*EXERCISE*.
Look for "Accept" in every line of the listing. Copy the lines that have it.

*MATERIAL SHOWN*.
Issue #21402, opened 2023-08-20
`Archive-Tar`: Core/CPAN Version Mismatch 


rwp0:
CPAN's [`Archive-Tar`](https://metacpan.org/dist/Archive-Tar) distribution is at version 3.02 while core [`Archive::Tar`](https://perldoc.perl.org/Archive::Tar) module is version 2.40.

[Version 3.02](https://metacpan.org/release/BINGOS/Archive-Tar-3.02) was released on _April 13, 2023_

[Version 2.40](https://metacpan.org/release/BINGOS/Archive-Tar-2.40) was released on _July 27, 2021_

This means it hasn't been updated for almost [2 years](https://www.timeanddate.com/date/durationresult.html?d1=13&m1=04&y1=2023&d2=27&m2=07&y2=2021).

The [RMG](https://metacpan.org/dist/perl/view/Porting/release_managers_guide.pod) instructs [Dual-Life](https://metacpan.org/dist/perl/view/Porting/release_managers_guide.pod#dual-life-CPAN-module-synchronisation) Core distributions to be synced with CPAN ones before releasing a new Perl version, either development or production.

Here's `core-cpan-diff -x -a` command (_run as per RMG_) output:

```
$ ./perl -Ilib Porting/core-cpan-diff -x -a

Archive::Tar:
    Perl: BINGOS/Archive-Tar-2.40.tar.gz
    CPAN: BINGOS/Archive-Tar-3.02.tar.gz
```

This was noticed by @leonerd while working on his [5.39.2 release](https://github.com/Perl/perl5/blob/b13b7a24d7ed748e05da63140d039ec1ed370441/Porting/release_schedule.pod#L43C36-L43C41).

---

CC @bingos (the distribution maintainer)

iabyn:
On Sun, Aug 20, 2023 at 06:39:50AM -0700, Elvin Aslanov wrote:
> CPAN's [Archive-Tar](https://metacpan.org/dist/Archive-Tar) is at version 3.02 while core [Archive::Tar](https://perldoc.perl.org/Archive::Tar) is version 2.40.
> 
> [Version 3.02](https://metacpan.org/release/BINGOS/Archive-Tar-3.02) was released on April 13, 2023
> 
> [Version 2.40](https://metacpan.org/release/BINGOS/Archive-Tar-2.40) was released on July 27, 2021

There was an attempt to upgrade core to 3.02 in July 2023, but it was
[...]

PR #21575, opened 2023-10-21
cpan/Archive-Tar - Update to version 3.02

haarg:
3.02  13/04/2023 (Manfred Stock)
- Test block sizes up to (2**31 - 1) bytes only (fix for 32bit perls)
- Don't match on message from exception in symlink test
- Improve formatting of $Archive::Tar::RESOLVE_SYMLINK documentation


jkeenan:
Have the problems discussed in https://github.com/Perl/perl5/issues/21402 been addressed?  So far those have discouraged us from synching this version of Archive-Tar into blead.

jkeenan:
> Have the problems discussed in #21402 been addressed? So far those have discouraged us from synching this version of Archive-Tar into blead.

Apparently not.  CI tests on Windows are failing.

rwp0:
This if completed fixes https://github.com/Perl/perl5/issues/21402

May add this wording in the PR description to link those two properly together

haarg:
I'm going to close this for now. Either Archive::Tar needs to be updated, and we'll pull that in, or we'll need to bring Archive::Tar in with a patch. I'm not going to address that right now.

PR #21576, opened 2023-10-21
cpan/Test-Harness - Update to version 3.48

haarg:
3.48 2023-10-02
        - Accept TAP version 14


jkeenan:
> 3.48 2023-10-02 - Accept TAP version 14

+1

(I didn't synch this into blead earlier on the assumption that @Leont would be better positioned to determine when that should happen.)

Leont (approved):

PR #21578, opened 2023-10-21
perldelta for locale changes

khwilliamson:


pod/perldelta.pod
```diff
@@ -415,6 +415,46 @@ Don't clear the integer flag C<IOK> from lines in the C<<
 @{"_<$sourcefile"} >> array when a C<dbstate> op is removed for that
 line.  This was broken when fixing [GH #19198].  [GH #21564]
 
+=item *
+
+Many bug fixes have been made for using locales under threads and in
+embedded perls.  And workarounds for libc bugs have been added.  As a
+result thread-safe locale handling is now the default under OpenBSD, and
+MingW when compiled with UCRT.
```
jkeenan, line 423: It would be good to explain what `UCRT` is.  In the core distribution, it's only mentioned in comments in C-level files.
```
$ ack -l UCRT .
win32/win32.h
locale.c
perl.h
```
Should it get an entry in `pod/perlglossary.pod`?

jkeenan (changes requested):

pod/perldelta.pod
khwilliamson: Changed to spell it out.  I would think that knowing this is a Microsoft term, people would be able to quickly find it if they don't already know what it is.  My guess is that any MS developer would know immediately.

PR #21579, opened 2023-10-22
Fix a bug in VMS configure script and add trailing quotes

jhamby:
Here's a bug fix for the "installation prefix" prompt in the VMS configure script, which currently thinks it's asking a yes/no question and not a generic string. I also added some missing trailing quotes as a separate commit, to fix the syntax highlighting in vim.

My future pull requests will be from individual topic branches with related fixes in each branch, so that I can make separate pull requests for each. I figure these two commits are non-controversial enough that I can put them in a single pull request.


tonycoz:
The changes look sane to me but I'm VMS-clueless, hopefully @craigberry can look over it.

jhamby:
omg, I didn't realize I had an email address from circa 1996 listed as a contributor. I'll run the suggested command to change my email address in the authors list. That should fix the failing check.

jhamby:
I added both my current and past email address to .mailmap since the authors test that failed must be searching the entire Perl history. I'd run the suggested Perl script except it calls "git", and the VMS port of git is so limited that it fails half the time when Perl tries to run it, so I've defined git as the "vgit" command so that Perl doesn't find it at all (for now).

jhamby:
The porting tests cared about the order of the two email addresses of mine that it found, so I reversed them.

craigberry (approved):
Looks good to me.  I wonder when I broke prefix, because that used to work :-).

*YOUR SOLUTION*.
        - Accept TAP version 14
> 3.48 2023-10-02 - Accept TAP version 14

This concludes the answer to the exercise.